Ребенок появился на свет стылым мартовским рассветом 1887 года в дальних покоях дворца на Мойке, выходивших в парк и конюшенный флигель. Роженица, княгиня Зинаида Николаевна Юсупова, танцевала накануне в Зимнем, чувствовала себя прекрасно, полистала в спальне, перед тем как погасить ночник, свежий парижский журнал. Схватки начались в середине ночи.

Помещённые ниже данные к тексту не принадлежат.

PR #9842, opened 2015-11-01
Fix (HealthPercentage)DamageWarheads ignoring stances.

### LINKED ISSUE #9107: MAD tanks destroy trees
Trees are normally indestructable. They are untargetable. Nuke doesn't destroy them.

<bountysource-plugin>
---
Want to back this issue? **[Post a bounty on it!](https://www.bountysource.com/issues/25926604-mad-tanks-destroy-trees?utm_campaign=plugin&utm_content=tracker%2F36085&utm_medium=issues&utm_source=github)** We accept bounties via [Bountysource](https://www.bountysource.com/?utm_campaign=plugin&utm_content=tracker%2F36085&utm_medium=issues&utm_source=github).
</bountysource-plugin>

GraionDilach:
How come noone noticed this before, I wonder... target validity was never checked at these two compared to `SpreadDamageWarhead`.

Fixes  #9107.

### DIFF
--- a/OpenRA.Mods.Common/Warheads/HealthPercentageDamageWarhead.cs
+++ b/OpenRA.Mods.Common/Warheads/HealthPercentageDamageWarhead.cs
@@ -42,6 +42,9 @@ namespace OpenRA.Mods.Common.Warheads
 
 		public override void DoImpact(Actor victim, Actor firedBy, IEnumerable<int> damageModifiers)
 		{
+			if (!IsValidAgainst(victim, firedBy))
+				return;
+
 			var healthInfo = victim.Info.TraitInfoOrDefault<HealthInfo>();
 			if (healthInfo == null)
 				return;
--- a/OpenRA.Mods.Common/Warheads/DamageWarhead.cs
+++ b/OpenRA.Mods.Common/Warheads/DamageWarhead.cs
@@ -65,6 +65,9 @@ namespace OpenRA.Mods.Common.Warheads
 
 		public virtual void DoImpact(Actor victim, Actor firedBy, IEnumerable<int> damageModifiers)
 		{
+			if (!IsValidAgainst(victim, firedBy))
+				return;
+
 			var damage = Util.ApplyPercentageModifiers(Damage, damageModifiers.Append(DamageVersus(victim)));
 			victim.InflictDamage(firedBy, damage, this);
 		}
--- a/OpenRA.Mods.Common/Warheads/SpreadDamageWarhead.cs
+++ b/OpenRA.Mods.Common/Warheads/SpreadDamageWarhead.cs
@@ -62,9 +62,6 @@ namespace OpenRA.Mods.Common.Warheads
 
 			foreach (var victim in hitActors)
 			{
-				if (!IsValidAgainst(victim, firedBy))
-					continue;
-
 				var healthInfo = victim.Info.TraitInfoOrDefault<HealthInfo>();
 				if (healthInfo == null)
 					continue;


RoosterDragon:
You can remove the check in `SpreadDamageWarhead.DoImpact` if I'm reading this right, since it will now be done by `DamageWarhead.DoImpact` instead.

GraionDilach:
You're right, I didn't noticed that `SpreadDamageWarhead` inherits `DamageWarhead` while I was debugging this.

Phrohdoh:
Isn't that also true in the case of `public class HealthPercentageDamageWarhead : DamageWarhead`?

GraionDilach:
`HealthPercentageDamageWarhead` skips `DamageWarhead.DoImpact`. `SpreadDamageWarhead` calls it at the end of it's own override.

Phrohdoh:
Okay, that makes sense.
We could avoid these computations by keeping that check. Food for thought.

Phrohdoh:
Okay this code makes sense so :+1:, but I cannot manufacture a situation to actually notice the fix.

reaperrr:
Needs rebase.

GraionDilach:
Rebased.

OpenRA.Mods.Common/Warheads/HealthPercentageDamageWarhead.cs
```diff
@@ -42,6 +42,9 @@ public override void DoImpact(WPos pos, Actor firedBy, IEnumerable<int> damageMo
 
 		public override void DoImpact(Actor victim, Actor firedBy, IEnumerable<int> damageModifiers)
 		{
+			if (!IsValidAgainst(victim, firedBy))
+				return;
```
reaperrr: This warhead also implements `DamageWarhead`, so this shouldn't be needed.

Phrohdoh: See https://github.com/OpenRA/OpenRA/pull/9842#issuecomment-152852839

GraionDilach: It does not call `DamageWarhead`'s relevant `DoImpact` and goes directly into `InflictDamage`. See https://github.com/OpenRA/OpenRA/blob/bleed/OpenRA.Mods.Common/Warheads/SpreadDamageWarhead.cs#L76 vs https://github.com/OpenRA/OpenRA/blob/bleed/OpenRA.Mods.Common/Warheads/HealthPercentageDamageWarhead.cs#L51

reaperrr: Ok, overlooked that. Nevermind then.

RoosterDragon:
The code change looks fine at this point.

I'm wondering if there are any possible negative side effects? Are there any warheads dealing damage to invalid units that we might actually want to keep? I'm not familiar enough with the game mechanics to know if there might be such a scenario.

GraionDilach:
Currently only the MAD Tank uses these kind of warhead in our mods - which even has InvalidTargets set up for it to mimic the RA1 behaviour, see https://github.com/OpenRA/OpenRA/blob/bleed/mods/ra/weapons/other.yaml#L261 - so I guess that was a bug in our case. The [For stable] notice was @penev92's idea though, I'm also unsure about that.

penev92:
From what I heard this fixes a bug that would let actors hurt targets they aren't supposed to be able to. 
>Currently only the MAD Tank uses these kind of warhead in our mods

So the only change would be that MAD tanks won't destroy stuff that they aren't supposed to any more, like trees. (Yes, people will complain. They always do. This still fixes a bug.)

RoosterDragon:
That seems reasonable to me.

Confirmed this fixes the mad tank issue, so :+1:

RoosterDragon:
[Changelog](https://github.com/OpenRA/OpenRA/wiki/Changelog/_compare/1f6d68dd372dbaa2a1b61d79f989a5b09a29e97d...53efa822f8396150c3b64f1e3be0b008b90d1d1c)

Дежурившие в соседней комнате горничные, услышав стоны за дверью, разбудили князя, тот вызвал по аппарату семейного доктора Коровина, прибывшего четверть часа спустя в сопровождении трех акушерок, – в окнах дворца засветились огни, забегала прислуга, сидевшему закутавшись в бухарский архалук в кабинете князю сообщали регулярно о положении дел, к пяти утра доктор Коровин принял и передал старшей акушерке хилое, в слизи и крови, тельце новорожденного, слабо пискнувшее в ответ на постукивание по спинке.
– Мальчик, ваше сиятельство! – просунул голову в кабинет дворецкий.
Нервно куривший сигару князь поспешил, запахивая полы халата, в покои жены.
Настроение в доме было подавленным: созванный в экстренном порядке консилиум врачей склонялся к выводу, что четвертый по счету младенец мужеского пола (двое умерли в младенчестве) не жилец: сроку жизни ему от силы день-другой.
Новорожденный, однако, посрамив медицинских светил, выжил, крестили его в домашней церкви в присутствии многочисленной родни, включая прибывших из Парижа прабабки по матери графини де Шово и ее сына, князя Николая Юсупова, перестаравшийся поп едва не утопил квелое чадо, окуная его в купели. Когда спеленатого кроху в кружевном чепце показали пятилетнему брату Коленьке, тот закричал в негодовании:
– Выкиньте его в окно!
За переболевшим всеми известными болезнями малышом, нареченным Феликсом, наблюдало несколько врачей, больше других нравился ему доктор Коровин, которого он звал за фамилию «дядя Му». Утром, в постели, едва заслышав его шаги, приветственно мычал, тот в ответ мычал тоже. Присевши в изголовье, доктор вынимал из саквояжа крахмальную салфетку, клал ему на грудь, наклонялся, обдавая приятным запахом волос, внимательно слушал.
– Показали язык!
Кривляясь, он исполнял просьбу.
– В здоровом теле здоровый дух, – произносил доктор любимую поговорку. Прятал салфетку в саквояж, делал смешливо рога:
– Му-уу!
– Мууу-ууу! – весело ответствовал он…
Княгиня, будучи на сносях, ожидала девочку, детское приданое сшили розовым, до пяти лет младшенького одевали по-девчоночьи – в нежные цвета, дарили куклы, ему это нравилось…
– Девчонка, девчонка! – кричали соседские мальчишки при виде гулявшего с бонной на набережной с прижатой к груди любимой куклой смазливого княжонка.
– Дураки, – оборачивался он. – Я вас всех красивей. А вы на чучел похожи.
Он в самом деле был хорошенький: нежные черты лица, вьющиеся волосы до плеч, глаза небесной голубизны под пушистыми ресницами.
Первой его нянькой была немка, растившая до этого брата Коленьку, следом за ней старая матушкина гувернантка мадемуазель Версилова. Учиться он ленился. Зевал, смотрел в окно. Написал однажды, не слушая, что говорит учитель русского языка, письмо маменьке: «Ты, пожалуйста, не забудь мне привезти пони, ведь ты мне обещала, не правда ли? Я хотел бы, чтобы мой пони был таким: 1. Чтобы он был грациозным. 2. Чтобы он был коричневым. 3. Чтобы у него была грива черная и хвост. 4. Чтобы на четырех ногах были белые внизу пятна. Феликс».
Чтобы как-то подхлестнуть воспитанника, м-ль Версилова приглашала соучеников. Он продолжал на уроках зевать, задания учителей выполнял спустя рукава и, по словам беззаветно любившей его старой няньки, заразил дурным примером товарищей. В семь лет неплохо рисовал, пробовал писать стихи.